Can Homeopathic Treatment Slow Prostate Cancer Growth

Background: Homeopathy is a complementary medicine widely used around the world. Despite extensive use of homeopathy for cancer and other serious conditions with reported success, clinical and laboratory research has been equivocal, and no rigorous research has been done on cancer. In 1999, the US National Cancer Institute evaluated the effects of homeopathic treatment of cancer from a clinic in India and has released a request for protocols to conduct further research into this treatment. Therefore, the authors conducted a series of carefully controlled laboratory studies evaluating the effects of commonly used homeopathic remedies in cell and animal models of prostate cancer. Study Design: One hundred male Copenhagen rats were randomly assigned to either treatment or control groups after inoculation with prostate tumor cells. Methods: Prostate tumor cells DU-145, LNCaP, and MAT-LyLu were exposed to 5 homeopathic remedies. Male Copenhagen rats were injected with MAT-LyLu cells and exposed to the same homeopathic remedies for 5 weeks. In vitro outcomes included tumor cell viability and apoptosis gene expression. In vivo outcomes included tumor incidence, volume, weight, total mortality, proliferating cell nuclear antigen (PCNA) expression, apoptotic cell death (terminal deoxynucleotidyl transferase mediated d-uridine triphosphate nick end labeling), and gene expression (rAPO-multiprobe). Results: There were no effects on cell viability or gene expression in 3 prostate cell lines with any remedies at any exposure time. There was a 23% reduction in tumor incidence (P < .0001), and for animals with tumors, there was a 38% reduction in tumor volume in homeopathy-treated animals versus controls (P < .02). At time of killing, experimental animals with tumors had a 13% lower average tumor weight (P < .05). Tumors in these treated animals showed a 19% increase in apoptotic cell death (P < .05) and reduced PCNA-positive cells. Conclusions: The findings indicate that selected homeopathic remedies for the present study have no direct cellular anticancer effects but appear to significantly slow the progression of cancer and reduce cancer incidence and mortality in Copenhagen rats injected with MAT-LyLu prostate cancer cells.

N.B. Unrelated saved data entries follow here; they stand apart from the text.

PR #393, opened 2020-03-08
fix(forcedirected.js): make force directed graph zoomable and pannable

### LINKED ISSUE #7246: Forced Directed graph is cut off and returns [object Object] after resize
Make sure these boxes are checked before submitting your issue - thank you!

- [ ] I have checked the superset logs for python stacktraces and included it here as text if there are any.
- [x] I have reproduced the issue with at least the latest released version of superset.
- [x] I have checked the issue tracker for the same issue and I haven't found one similar. (There is a similar issue https://github.com/apache/incubator-superset/issues/6525 that has been closed)

### Superset version
Master

### Expected results
To view the entire force directed graph and for it to continue to display after resize

### Actual results
Screen Shot 2019-04-08 at 4 10 48 PM

After resizing:
Screen Shot 2019-04-08 at 4 11 02 PM

### Steps to reproduce
1. Open sample force-directed graph Energy Force Layout
2. Resize window

IndexOutOfRange:
💔 Breaking Changes

🏆 Enhancements

📜 Documentation

🐛 Bug Fix
Fix https://github.com/apache/incubator-superset/issues/7246
Force directed graph can now be zoomed in/out and panned. 

🏠 Internal

### DIFF
--- a/packages/superset-ui-legacy-plugin-chart-force-directed/src/ForceDirected.js
+++ b/packages/superset-ui-legacy-plugin-chart-force-directed/src/ForceDirected.js
@@ -38,11 +38,18 @@ const propTypes = {
 /* Modified from http://bl.ocks.org/d3noob/5141278 */
 function ForceDirected(element, props) {
   const { data, width, height, linkLength = 200, charge = -500 } = props;
+
+  let w = window.innerWidth;
+  let h = window.innerHeight;
+  const minZoom = 0.1;
+  const maxZoom = 7;
   const div = d3.select(element);
+  const zoom = d3.behavior.zoom().scaleExtent([minZoom, maxZoom]);
   div.classed('superset-legacy-chart-force-directed', true);
 
   const links = data;
   const nodes = {};
+
   // Compute the distinct nodes from the links.
   links.forEach(link => {
     link.source =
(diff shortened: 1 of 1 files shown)


packages/superset-ui-legacy-plugin-chart-force-directed/src/ForceDirected.js
```diff
@@ -38,11 +38,18 @@ const propTypes = {
 /* Modified from http://bl.ocks.org/d3noob/5141278 */
 function ForceDirected(element, props) {
   const { data, width, height, linkLength = 200, charge = -500 } = props;
+
+  let w = window.innerWidth;
```
kristw: The chart does not always have `width` and `height` being 100% of the window `width` and `height`.

IndexOutOfRange: Thanks for the input. I commited a version where width/height are inherited.

packages/superset-ui-legacy-plugin-chart-force-directed/src/ForceDirected.js
```diff
@@ -107,15 +116,22 @@ function ForceDirected(element, props) {
     .on('tick', tick)
     .start();
 
-  div.selectAll('*').remove();
-  const svg = div
-    .append('svg')
-    .attr('width', width)
-    .attr('height', height);
+  function resize() {
+    const { innerWidth, innerHeight } = window;
```
kristw, line 120: Using `window` 's `innerWidth` and `innerHeight` makes the chart expand beyond its supposed size.

PR #397, opened 2020-03-11
fix(legacy-table): when data is empty

ktmud:
This one is pretty straightforward.

## Test Plan

A new unit test case is added.

🐛 Bug Fix

cc: @kristw @graceguo-supercat @etr2460


etr2460 (approved):
lgtm, could you add the test plan to the PR summary though?

ktmud:
> lgtm, could you add the test plan to the PR summary though?

I'll do that in the Superset PR.

etr2460:
Something as simple as:

"Added a new storybook example and ensured all the examples still render properly" is fine. It's generally a good idea to include how code was tested in the PR summary so that we can refer back to it in the future

ktmud:
Oh, I didn't add a new storybook example. Thought the unit test was enough.

PR #402, opened 2020-03-16
feat(big-number): format datetime according to granularity

ktmud:
🏆 Enhancements

This adds support for "Time Grain" in Superset for Big Number with Trendline chart. 

image

It will now render date format in tooltip according to the time granularity.

## Before

When "Time Grain" is set to "Quarter":

Snip20200315_57

## After

When "Time Grain" is set to "Quarter":

Snip20200315_56

### DIFF
--- a/packages/superset-ui-legacy-preset-chart-big-number/src/BigNumber/transformProps.js
+++ b/packages/superset-ui-legacy-preset-chart-big-number/src/BigNumber/transformProps.js
@@ -18,9 +18,44 @@
  */
 import * as color from 'd3-color';
 import { getNumberFormatter, NumberFormats } from '@superset-ui/number-format';
+import { getTimeFormatter, TimeFormats, smartDateVerboseFormatter } from '@superset-ui/time-format';
 import { renderTooltipFactory } from './BigNumber';
 
 const TIME_COLUMN = '__timestamp';
+
+function getTimeFormatterForGranularity(granularity) {
+  // Translate time granularity to d3-format
+  const MINUTE = '%Y-%m-%d %H:%M';
+  const SUNDAY_BASED_WEEK = '%Y W%U';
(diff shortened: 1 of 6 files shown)


ktmud:
Will create a [follow up PR](https://github.com/ktmud/superset-ui-plugins/pull/2/files) to introduce `alignTimeRange` after this is merged.

kristw:
Note: Can ignore the test coverage for now.

packages/superset-ui-legacy-preset-chart-big-number/src/BigNumber/transformProps.js
```diff
@@ -36,6 +71,7 @@ export default function transformProps(chartProps) {
     subheader = '',
     vizType,
   } = formData;
+  const granularity = formData.timeGrainSqla;
```
kristw, line 74: could be part of the destructuring above

packages/superset-ui-legacy-preset-chart-big-number/src/BigNumber/transformProps.js
```diff
@@ -18,10 +18,45 @@
  */
 import * as color from 'd3-color';
 import { getNumberFormatter, NumberFormats } from '@superset-ui/number-format';
+import { getTimeFormatter, TimeFormats, smartDateVerboseFormatter } from '@superset-ui/time-format';
 import { renderTooltipFactory } from './BigNumber';
 
 const TIME_COLUMN = '__timestamp';
 
+function getTimeFormatterForGranularity(granularity) {
```
kristw, line 26: This seems useful to extract into its own file, in case we move this to `@superset-ui/time-format` later

ktmud:
Merge it for now. No need to publish. Will address the comments in a future PR.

Effect of homeopathic treatment on gene expression in Copenhagen rat tumor tissues.

Background: Increasing evidence suggests that the inability to undergo apoptosis is an important factor in the development and progression of prostate cancer. Agents that induce apoptosis may inhibit tumor growth and provide therapeutic benefit. In a recent study, the authors found that certain homeopathic treatments produced anticancer effects in an animal model. In this study, the authors examined the immunomodulating and apoptotic effects of these remedies. Materials and Methods: The authors investigated the effect of a homeopathic treatment regimen containing Conium maculatum, Sabal serrulata, Thuja occidentalis, and a MAT-LyLu Carcinosin nosode on the expression of cytokines and genes that regulate apoptosis. This was assessed in prostate cancer tissues, extracted from animals responsive to these drugs, using ribonuclease protection assay or reverse transcription polymerase chain reaction. Results: There were no significant changes in mRNA levels of the apoptotic genes bax, bcl-2, bcl-x, caspase-1, caspase-2, caspase-3, Fas, FasL, or the cytokines interleukin (IL)–1α, IL-1β, tumor necrosis factor (TNF)–β, IL-3, IL-4, IL-5, IL-6, IL-10, TNF-α, IL-2, and interferon-γ in prostate tumor and lung metastasis after treatment with homeopathic medicines. Conclusions: This study indicates that treatment with the highly diluted homeopathic remedies does not alter the gene expression in primary prostate tumors or in lung metastasis. The therapeutic effect of homeopathic treatments observed in the in vivo experiments cannot be explained by mechanisms based on distinct alterations in gene expression related to apoptosis or cytokines. Future research should explore subtle modulations in the expression of multiple genes in different biological pathways.